Hist. Forms: 7 sawl-scot, 79 soul-scot; also 9 soul-scat. [f. SOUL sb. + SCOT sb.2, after OE. sáwlsceat (see SCAT sb.1) or sáwul(ʓe)sceot.] A due paid on behalf of a deceased person to the church of the parish to which he belonged; a mortuary.
[1664. Spelmans Gloss., 501/1. Saulscot, Animæ symbolum.]
1670. Blount, Glossogr. (ed. 3), Soul-scot (Sax.), money paid to the parish Priest at the opening the grave, for the good and behoof of the deceaseds Soul.
1766. Blackstone, Comm., II. xxviii. 425. The second best chattel was reserved to the church as a mortuary: And therefore in the laws of king Canute this mortuary is called soul-scot or symbolum animae.

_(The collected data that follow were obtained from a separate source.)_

PR #3562, opened 2023-09-05
add task solution

mpohorenyi:
- [DEMO LINK](https://mpohorenyi.github.io/layout_stars/)
- [TEST REPORT LINK](https://mpohorenyi.github.io/layout_stars/report/html_report/)

### DIFF
--- a/src/index.html
+++ b/src/index.html
@@ -8,6 +8,54 @@
     <link rel="stylesheet" href="./style.css">
   </head>
   <body>
-    <h1>Stars</h1>
+    <div class="stars--block">
+      <div class="stars stars--0">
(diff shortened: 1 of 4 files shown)


src/index.html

1819. Scott, Ivanhoe, xlii. For this service a splendid soul-scat was paid to the convent of Saint Edmunds by the mother of the deceased.
1874. Stubbs, Const. Hist., I. viii. 229. The clergy received church-scot; and soul-scot or mortuary-dues.
1892. J. C. Blomfield, Hist. Heyford, 84. Mortuaries, soul-scot or corse-presents, which are a kind of ecclesiastical heriot.